- Bust of Diur by Alfred Liyolo [fr] at Dominique Diur omnisport stadium in Kolwezi

Governor of the Lualaba Province
- In office 23 September 1963 – 2 April 1966
- President: Joseph Kasavubu; Joseph-Désiré Mobutu

Resident Minister of the State of Katanga in France
- In office December 1960 – ?
- President: Moïse Tshombe

Personal details
- Born: 1929 Kamulemba, Sandoa Territory, Katanga, Belgian Congo
- Died: 1980 (aged 50–51) Lubumbashi
- Party: CONAKAT

= Dominique Diur =

Congolese politician

Dominique Diur (1929—1980) was a Congolese and Katangese politician who was one of the founders of the CONAKAT party.

==Early life==
Diur grew up in the Belgian Congo. His father was a dignitary of the chieftaincy of Kayembe Mukulu. He followed his primary education at the Catholic mission of Sandoa, he then continued to the Franciscan small seminary of Luabo, and later the Scheut major seminary of Kabue, Kasai. He followed advanced education in law at the Benedictines in Élisabethville. After his studies, he followed an internship at the Belgian Ministry of Justice.
Diur started his professional career at the Belgian Congo Radio in Élisabethville, before working at the local court (Juridiction indigène). He was elected as a municipal councillor for the Élisabethville commune of Kenya in 1957 and reelected in 1959.
Diur was a member of Gassomel (Groupement des associations mutuelles de l'Empire Lunda), a Lunda organisation. In 1958, a group of young évolués with an anti-Kasaian mindset including Diur, Évariste Kimba, Albert Nyembo, and Godefroid Munongo, grouped together to form CONAKAT. The first meeting leading to the creation of Conakat took place at Diur's house. The statutes were also drafted at his house.

==State of Katanga==
Congo became independent on 30 June 1960. Eleven days later, Katanga's governor Moïse Tshombe declared the independence of the State of Katanga from the mainland. Diur became the chef de cabinet of Katangese Minister of Justice Valentin Ilunga. Diur applied for the position of Katangese Minister for Foreign Affairs, but Kimba was chosen instead. Godefroid Munongo namely opposed his nomination.

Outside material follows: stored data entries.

PR #278, opened 2021-06-28
allow for custom preprocessing steps for batch predictions

arnaudvl:
Accomodates various data types (e.g. graphs) to be passed to the drift detectors.

- [x] Remove redundant `predict_batch` function in `alibi_detect.utils.prediction`
- [x] Change all old `predict_batch` usages across outlier and adversarial detectors
- [x] Add multi-output prediction support
- [x] Allow for flexible input types via a preprocessing step in `predict_batch`
- [x] Update transformers batch predict function
- [x] Update tests


alibi_detect/utils/pytorch/prediction.py
```diff
@@ -1,12 +1,14 @@
...
 from typing import Callable, Union
+from alibi_detect.utils.prediction import tokenize_transformer
 
 
-def predict_batch(x: Union[np.ndarray, torch.Tensor], model: Union[nn.Module, nn.Sequential],
-                  device: torch.device = None, batch_size: int = int(1e10),
-                  dtype: Union[np.float32, torch.dtype] = np.float32) -> Union[np.ndarray, torch.Tensor]:
+def predict_batch(x: Union[list, np.ndarray, torch.Tensor], model: Union[Callable, nn.Module, nn.Sequential],
+                  device: torch.device = None, batch_size: int = int(1e10), preprocess_fn: Callable = None,
+                  dtype: Union[np.float32, torch.dtype] = np.dtype) -> Union[np.ndarray, torch.Tensor, tuple]:
```
jklaise, line 11: I don't think these `dtype` annotations are doing what you mean/want...

alibi_detect/utils/pytorch/prediction.py
```diff
@@ -21,37 +23,48 @@ def predict_batch(x: Union[np.ndarray, torch.Tensor], model: Union[nn.Module, nn
...
+                    preds = tuple([] for _ in range(len(preds_tmp)))
+                for j, p in enumerate(preds_tmp):
+                    if device.type == 'cuda' and isinstance(p, torch.Tensor):
+                        p = p.cpu()
+                    preds[j].append(p if not return_np or isinstance(p, np.ndarray) else p.numpy())
+            else:
+                if device.type == 'cuda' and isinstance(preds_tmp, torch.Tensor):
+                    preds_tmp = preds_tmp.cpu()
+                preds.append(preds_tmp if not return_np or isinstance(preds_tmp, np.ndarray)  # type: ignore
+                             else preds_tmp.numpy())
```
jklaise, line 61: Probably can condense the whole thing without condiditions by doing `preds_tmp = tuple(preds_tmp)` ? Not a big deal though.

alibi_detect/utils/tensorflow/prediction.py
```diff
@@ -1,10 +1,13 @@
...
-from typing import Union
+from typing import Callable, Union
+from alibi_detect.utils.prediction import tokenize_transformer
 
 
-def predict_batch(x: Union[np.ndarray, tf.Tensor], model: tf.keras.Model, batch_size: int = int(1e10),
-                  dtype: Union[np.float32, tf.DType] = np.float32) -> Union[np.ndarray, tf.Tensor]:
+def predict_batch(x: Union[list, np.ndarray, tf.Tensor], model: Union[Callable, tf.keras.Model],
+                  batch_size: int = int(1e10), preprocess_fn: Callable = None,
+                  dtype: Union[np.dtype, tf.DType] = np.dtype) -> Union[np.ndarray, tf.Tensor, tuple]:
```
jklaise, line 10: Not sure about these dtype annotations as above for PT.

alibi_detect/utils/pytorch/prediction.py
arnaudvl: The type of `preds` in `if` is `Tuple[List[Union[np.ndarray, torch.Tensor]]]` and in `else` `List[Union[np.ndarray, torch.Tensor]]`. So your suggestion would then be to do `preds_tmp = tuple(preds_tmp)` and then add an if statement to check if `len(preds)==1`, and if so, to just return `preds[0]` at the end?

jklaise: Yea, suggestion was to convert to `tuple` so we treat both cases in the same way. Good point on the length check as I assume we want to unpack tuples of length 1?

jklaise: Is the implicit assumption that multi-output models always return a `Tuple` instead of a `List` ?

arnaudvl: Yes, the assumption is that a `tuple` is returned. I believe this is common practice as I can't think of a practical example where models return lists of outputs (you always could if you really wanted of course...). By extending to list types on line 50 and not returning a tuple at the end I believe the list multi-output case would also be covered if needed.

With the length check and added `tuple(preds_tmp)` I think the difference in code length will be minimal though.

alibi_detect/utils/pytorch/prediction.py
arnaudvl: Unsure if even `dtype: Union[np.dtype, torch.dtype] = np.float32` would be correct. Thoughts?

alibi_detect/utils/pytorch/prediction.py
jklaise: ok then fine to leave as is. btw the `else` branch doesn't consider `List`, assumes only a single tensor is returned?

alibi_detect/utils/pytorch/prediction.py
jklaise: Unlikely, if in doubt, check with `isinstance`. We had this conversation previously, but I forgot what the conclusion was...

jklaise: I.e. `np.float32` is not an instance of `np.dtype`, there is something subtle going on there.

alibi_detect/utils/pytorch/prediction.py
arnaudvl: Yes, can add a check that the right type is returned by the model (`Union[np.ndarray, torch.Tensor]`) and throw an error that other return types are not covered.

alibi_detect/utils/pytorch/prediction.py
jklaise: Probably needs a separate issue to look at how to type this properly (and if it's even possible).

arnaudvl: I can't seem to find a nice way to cover all numpy types without explicitly listing them in `dtype`. It's a little bit confusing because `isinstance(x.dtype, np.dtype)=True` but `type(np.float32)=type` and `isinstance(np.float32, np.dtype)=False` but e.g. `isinstance(torch.float32, torch.dtype)=True`.

jklaise: Both `np.dtype` and `torch.dtype` are of type `type` (because they are classes), so `dtype: type = np.float32` is valid, but not very useful as it doesn't narrow it down. E.g. see https://github.com/SeldonIO/alibi-detect/blob/5be1ed9f240112089b492d3f98905b837b3298cf/alibi_detect/utils/prediction.py#L27

arnaudvl: Yes, even if strictly not correct, at least in this PR it should be clear that you either pass a numpy or torch type. So leave as is and open issue?

jklaise: Yea I guess so

arnaudvl: #281

jklaise (approved):
lgtm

In December 1960, Diur attended an anti-communist conference, organised by Suzanne Labin, at the NATO headquarters in Paris, France. He stayed in the city to establish the permanent delegation of Katanga in France on Avenue Georges Mandel, not far from NATO and the Eiffel Tower. The appointment came at a time when Katanga sought to intensify its ties with France. French Prime Minister Michel Debré sent out SDECE officer François Bistos to Élisabethville, and accepted an official visit by Diur.

==Lualaba Province==
On 28 May 1963, after the end of the Katangese secession, Diur was thrown in jail by Godefroid Munongo on charges of misappropriating public funds, but released by the new Interior Minister. At the time of his release, he ran for President of the Lualaba Province against Moïse Tshombe's brother Thomas. He was elected as the President, from 1965 the governor, of the province. He held office from 23 September 1963 until 24 April 1966. During his time as the provincial governor, the construction of an omnisport stadium began in the province's capital Kolwezi.

==Later life==
In April 1966, the Lualaba province was merged with Katanga Oriental into one province of South Katanga. Diur's rival Godefroid Munongo became its governor, with Diur as vice-governor. When intelligence reports (and a series of articles in Jeune Afrique) showed that a mercenary training camp, favourable to the exiled Tshombe, existed in the Ardèche, France, Munongo and Diur were suspended. Munongo was thrown in jail, but Diur was cleared on 25 December 1966. Diur professed his loyalty to new president Joseph-Désiré Mobutu in 1967, as a Provincial Commissioner, but was instead assigned to the Interior Ministry under Minister Etienne Tshisekedi. From there, he would be nominated to the powerful Political Bureau (Bureau politique) of the state party MPR in March 1969. Already towards the end of 1970, he had to leave the Bureau. He died in Lubumbashi in 1980.

==Legacy==
On 26 September 2020, the stadium in Kolwezi was reinaugurated after a long period of dilapidation, as the Stade Dominique Diur, located at the renamed Avenue Dominique Diur. The modernisation of the building was entrusted to a subsidiary of the Forrest Group.